**Your instructions:** Scanning the entries below, copy every line that contains the word "null".

**The data:**

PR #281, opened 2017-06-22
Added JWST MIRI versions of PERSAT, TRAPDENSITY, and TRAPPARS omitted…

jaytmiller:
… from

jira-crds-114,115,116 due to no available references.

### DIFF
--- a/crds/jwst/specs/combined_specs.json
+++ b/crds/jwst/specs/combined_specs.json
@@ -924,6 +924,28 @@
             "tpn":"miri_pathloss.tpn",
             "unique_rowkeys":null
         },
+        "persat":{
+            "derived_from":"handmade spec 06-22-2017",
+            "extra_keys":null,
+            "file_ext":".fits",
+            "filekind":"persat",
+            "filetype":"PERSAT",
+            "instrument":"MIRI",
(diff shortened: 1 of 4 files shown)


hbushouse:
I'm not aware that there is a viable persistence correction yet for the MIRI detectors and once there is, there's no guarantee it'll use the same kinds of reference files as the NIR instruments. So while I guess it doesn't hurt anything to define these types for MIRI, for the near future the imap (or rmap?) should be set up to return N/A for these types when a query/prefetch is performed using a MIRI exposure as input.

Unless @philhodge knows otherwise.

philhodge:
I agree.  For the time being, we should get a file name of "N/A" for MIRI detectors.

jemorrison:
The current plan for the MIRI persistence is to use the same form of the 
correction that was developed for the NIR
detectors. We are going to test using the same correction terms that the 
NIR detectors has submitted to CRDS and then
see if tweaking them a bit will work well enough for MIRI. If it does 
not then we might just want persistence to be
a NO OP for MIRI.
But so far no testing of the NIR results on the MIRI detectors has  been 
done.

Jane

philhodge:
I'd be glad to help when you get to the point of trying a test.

**Result of this task:**
             "unique_rowkeys":null
+            "extra_keys":null,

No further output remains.